So last night Anna and I jumped on the Red Line to Park Street to catch Eddie Izzard's second show of his American Tour at the Orpheum Theater in Boston. Now, I pretty much hate the Orpheum as a place to see a show... it's too large, it's run down, and at least 75% of the seats are terrible (and with music at least, you don't even want seats because it screws up the vibe so badly)... which is, I guess, pretty much the case with every old theater from a million years ago that survives to be the "step-down-from-the-arena" venue. Regardless though, if it wasn't so big with so many terrible seats, there is no way I would have been able to get tickets to the show, since I found out about the show a month late... so for that, at least, I am thankful, since Eddie Izzard is probably my favourite comic these days (though I am no connaisseur of stand-up, to be sure).

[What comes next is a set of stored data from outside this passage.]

PR #2052, opened 2025-02-13
[wasm-metadata] rename `Author` to `Authors`

yoshuawuyts:
While filing https://github.com/bytecodealliance/wasm-pkg-tools/pull/150 I realized the OCI annotation is called `org.opencontainers.image.authors`. While in `wasm-metadata` we called it `Author`. The lack of pluralization was unintentional from my part, and this PR fixes that. Thanks!

cc/ @bytecodealliance/sig-packaging


yoshuawuyts:
oops, hold on - submodule issues. Let me fix that.

lann (approved):
I find it annoying that it is specified as plural but no guidance is given as to how to actually encode multiple authors. :roll_eyes:

Not our fault though so lgtm.

alexcrichton (approved):

PR #2059, opened 2025-02-20
Make `ConstExpr` implementation a bit more concise

samestep:
Tiny followup on #1985, since I couldn't figure out how to do this at the time I was writing that PR.


alexcrichton (approved):
Thanks!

Our seats were in the first row of the very tippy top section of seats in the left balcony... which meant plenty of legroom, though, thanks to the angle, our view of the stage was obstructed by railings and people's heads, requiring some odd body positions to actually see much at all. Presumably our situation was better than the people behind us. With many comedians, it wouldn't really matter if you could see or not, but Eddie is actually a pretty physical comedian... not in the falling down sense... but he uses facial expressions and gestures a lot for effect, that made some bits a little mysterious from the rafters. It seemed obvious that a video screen mounted up high with a single camera would have alleviated all that, but I don't really know what that involves, so maybe it's prohibitive in expense/effort. But anyway, if anyone reading this is seeing the show in another city and sitting in the way back, I hope they've deemed to add it for your enjoyment.
Now, I don't want to make it sound like the show was ruined by not being able to see well... it most certainly wasn't, as the man does tell actual jokes and doesn't just make funny faces for two hours. The general theme of the show was religion, and how it really just doesn't make any sense. (Probably not a comedy show for Creation "Scientists") He sort of takes you on a tour of the history of the earth, from 4.5 million years ago to Moses with his usual numerous digressions. I don't think I'll say much more than that as I don't want to spoil it for anyone.
So despite the bad seat, I did really enjoy it. Pretty classic Eddie, and I look forward to the HBO special or whatever.